BACKGROUND: Peak incidence of rotavirus gastroenteritis is seen in infants between 6 and 24 months of age. We therefore aimed to assess the 2-year efficacy and safety of an oral live attenuated human rotavirus vaccine for prevention of severe gastroenteritis in infants. METHODS: 15 183 healthy infants aged 6-13 weeks from ten Latin American countries randomly assigned in a 1 to 1 ratio to receive two oral doses of RIX4414 or placebo at about 2 and 4 months of age in a double-blind, placebo-controlled phase III study were followed up until about 2 years of age. Primary endpoint was vaccine efficacy from 2 weeks after dose two until 1 year of age. Treatment allocation was concealed from investigators and parents of participating infants. Efficacy follow-up for gastroenteritis episodes was undertaken from 2 weeks after dose two until about 2 years of age. Analysis was according to protocol. This study is registered with ClinicalTrials.gov, number NCT00140673 (eTrack444563-023). FINDINGS: 897 infants were excluded from the according-to-protocol analysis. Fewer cases (p<0.0001) of severe rotavirus gastroenteritis were recorded for the combined 2-year period in the RIX4414 group (32 [0.4%] of 7205; 95% CI 0.3-0.6) than in the placebo group (161 [2.3%] of 7081; 1.9-2.6), resulting in a vaccine efficacy of 80.5% (71.3-87.1) to 82.1% (64.6-91.9) against wild-type G1, 77.5% (64.7-86.2) against pooled non-G1 strains, and 80.5% (67.9-88.8) against pooled non-G1 P[8] strains. Vaccine efficacy for hospital admission for rotavirus gastroenteritis was 83.0% (73.1-89.7) and for admission for diarrhoea of any cause was 39.3% (29.1-48.1). No cases of intussusception were reported during the second year of follow-up. INTERPRETATION: Two doses of RIX4414 were effective against severe rotavirus gastroenteritis during the first 2 years of life in a Latin American setting. Inclusion of RIX4414 in routine paediatric immunisations should reduce the burden of rotavirus gastroenteritis worldwide.

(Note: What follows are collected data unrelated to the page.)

Issue #11, opened 2019-12-13
Missing examples in docs


IsakFalk:
The [examples in the docs](https://theogf.github.io/KernelFunctions.jl/dev/example/) is currently lacking, so it would be good to provide some examples.

Currently we have to fill out the following
- [ ] [Kernel Ridge Regression](https://theogf.github.io/KernelFunctions.jl/dev/example/#Kernel-Ridge-Regression-1)
- [ ] [Gaussian Process Regression](https://theogf.github.io/KernelFunctions.jl/dev/example/#Gaussian-Process-Regression-1)
- [ ] [Deep Kernel Learning](https://theogf.github.io/KernelFunctions.jl/dev/example/#Deep-Kernel-Learning-1)
- [ ] [Kernel Selection](https://theogf.github.io/KernelFunctions.jl/dev/example/#Kernel-Selection-1)

I have a good knowledge of the first two, but shouldn't be very hard to fix the other ones as well, but will take some time.

theogf:
Thanks for opening the issue. I already have drafts for kernel ridge regression, and I also made a simple SVM example. I need to find the references for the two last. It should be straight forward to make!

IsakFalk:
No problem! Regarding the papers, the documentation references papers to use (I thought you added them, but maybe not).

For deep kernel learning we have [the original paper](Deep Kernel Learning). We could probably just redo one of the experiments combining Flux with KernelFunctions and optimise it directly (conditioned on that the kernels work with Zygote / AutoDiff which I think but I'm not sure).

For the kernel selection part I can't really find a reference (at least not from AISTATS 2018 as referenced on the docs).

theogf:
I finally found the AISTATS 2018 paper I was looking for! https://arxiv.org/abs/1706.02524

PR #119, opened 2020-06-04
Fixing some documentation bugs

theogf:
A friend notified me that a lot of the links were wrong in the documentations.
I fixed them and I also added (very succinctly) the definition of the kernels added since. That would be great if you look over  to suggest changes, as I butchered some of the explanations.
This PR does not intend to fix the docs globally but at least correct some issues and missing parts.
I am actually preparing a separate PR to add the examples mentioned in #11.


theogf:
Any objections to merge this? This should not affect anything as it is just changing the docs

PR #123, opened 2020-06-19
Fixes #115

### LINKED ISSUE #115: Using a SimpleKernel on a vector of vector will fail
MWE : 
```julia
A = fill(rand(3), 2)
k = SqExponentialKernel()
kernelmatrix(k, A) # Tries to call pairwise
```

theogf:
This PR is the answer for #115 , ~~and also solve another issue with `mapslices` (used in `FunctionTransform`) to replace it by `slicemap` from `SliceMap.jl`. Allowing AD for Zygote.~~


devmotion:
Could we define our own `KernelFunctions.pairwise` and `KernelFunctions.pairwise!` instead, as suggested in https://github.com/JuliaGaussianProcesses/KernelFunctions.jl/issues/115#issuecomment-628198675, to avoid adding more type piracy? 

I didn't know about SliceMap - is `slicemap` only used because it provides an adjoint for Zygote or is it also more efficient than `mapslices`? SliceMap adds indirect dependencies on Tracker and ForwardDiff, I'm not sure if that's an issue.

willtebbutt:
> SliceMap adds indirect dependencies on Tracker and ForwardDiff, I'm not sure if that's an issue.

This is an issue. These are not dependencies that I would want to bake into this package. We should be aiming for `ChainRulesCore` only.

src/distances/pairwise.jl
```diff
@@ -0,0 +1,44 @@
...
+    out::AbstractMatrix,
+    d::PreMetric,
+    X::AbstractVector,
+    Y::AbstractVector,
+)
+    broadcast!(d, out, X, Y')
+end
+
+pairwise!(out::AbstractMatrix, d::PreMetric, X::AbstractVector) =
+    pairwise!(out, d, X, X)
```
willtebbutt, line 19:
```suggestion
pairwise!(out::AbstractMatrix, d::PreMetric, X::AbstractVector) = pairwise!(out, d, X, X)
```

src/distances/pairwise.jl
```diff
@@ -0,0 +1,44 @@
+# Add our own pairwise function to be able to apply it on vectors
+
+function pairwise(d::PreMetric, X::AbstractVector, Y::AbstractVector)
+    broadcast(d, X, Y')
+end
```
willtebbutt, line 5:
```suggestion
pairwise(d::PreMetric, X::AbstractVector, Y::AbstractVector) = broadcast(d, X, Y')
```

PR #4999, opened 2021-05-23
Auto refresh network folders on change

### LINKED ISSUE #2042: Pasting to shared folder/mapped drive doesn't trigger refresh
Hi,

when pasting to a shared folder or a mapped drive is not causing refresh of the windows as it is done on a local folder, and there is no progress windows shown. It is a problem when pasting large files (WIM file 10Gb ie).

v 0.15.4.0

gave92:
**Resolved / Related Issues**
- Fixes #2042

**Details of Changes**
Add details of changes here.
- Adds support for automatically refresh a network folder when a file is created/deleted/renamed..
Done using the "old" method of watching for folder changes (code taken from 0.9.2) only in case of network folders
Note: triggers a full refresh of the folder on any change <- @duke7553 there's no way to get what's changed is there?
- Fixes some issues with recycle bin updating:
    - Crash when the recycle bin is open in one tab and multiple files are deleted from another tab
    - "Folder empty" text sometimes not appearing/disappearing
    - Contents not updated when emptying the recycle bin

**Validation**
- [x] Built and ran the app

### DIFF
--- a/Files/ViewModels/ItemViewModel.cs
+++ b/Files/ViewModels/ItemViewModel.cs
@@ -423,8 +423,10 @@ namespace Files.ViewModels
                 FilesAndFolders.Remove(item);
                 if (newIndex != -1)
                 {
-                    FilesAndFolders.Insert(newIndex, item);
+                    FilesAndFolders.Insert(Math.Min(newIndex, FilesAndFolders.Count), item);
                 }
+                IsFolderEmptyTextDisplayed = FilesAndFolders.Count == 0;
+                DirectoryInfoUpdated?.Invoke(this, EventArgs.Empty);
             });
         }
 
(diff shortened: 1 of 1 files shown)


duke7553 (changes requested):
These changes are fine, but I think it would be better if we leveraged the reletiavely new [TryGetChangeTracker](https://docs.microsoft.com/en-us/uwp/api/windows.storage.storagefolder.trygetchangetracker?view=winrt-19041#Windows_Storage_StorageFolder_TryGetChangeTracker) method on StorageFolder.

It would provide more rich change descriptions and also works on any StorageFolder as of 1803. 

This works a bit differently since we aren't subscribing to an event, but saves us from having to get a query result.

duke7553 (approved):
Approving this because StorageLibraryChangeTracker doesn't work with NAS drives

PR #5018, opened 2021-05-24
Removed the old details layout

yaichenbaum:


winston-de (approved):
LGTM. Also I think there's some other code around that exists only for the old details view (eg a lot of the drag and drop code in ``BaseLayout``). We should work on cleaning some of that up as well.

yaichenbaum:
@winston-de We still have a lot of work to do with the new details layout, removing the old one should help us focus on the new one.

Safety and efficacy of an attenuated vaccine against severe rotavirus gastroenteritis.

BACKGROUND: The safety and efficacy of an attenuated G1P[8] human rotavirus (HRV) vaccine were tested in a randomized, double-blind, phase 3 trial. METHODS: We studied 63,225 healthy infants from 11 Latin American countries and Finland who received two oral doses of either the HRV vaccine (31,673 infants) or placebo (31,552 infants) at approximately two months and four months of age. Severe gastroenteritis episodes were identified by active surveillance. The severity of disease was graded with the use of the 20-point Vesikari scale. Vaccine efficacy was evaluated in a subgroup of 20,169 infants (10,159 vaccinees and 10,010 placebo recipients). RESULTS: The efficacy of the vaccine against severe rotavirus gastroenteritis and against rotavirus-associated hospitalization was 85 percent (P<0.001 for the comparison with placebo) and reached 100 percent against more severe rotavirus gastroenteritis. Hospitalization for diarrhea of any cause was reduced by 42 percent (95 percent confidence interval, 29 to 53 percent; P<0.001). During the 31-day window after each dose, six vaccine recipients and seven placebo recipients had definite intussusception (difference in risk, -0.32 per 10,000 infants; 95 percent confidence interval, -2.91 to 2.18; P=0.78). CONCLUSIONS: Two oral doses of the live attenuated G1P[8] HRV vaccine were highly efficacious in protecting infants against severe rotavirus gastroenteritis, significantly reduced the rate of severe gastroenteritis from any cause, and were not associated with an increased risk of intussusception. (ClinicalTrials.gov numbers, NCT00139347 and NCT00263666.)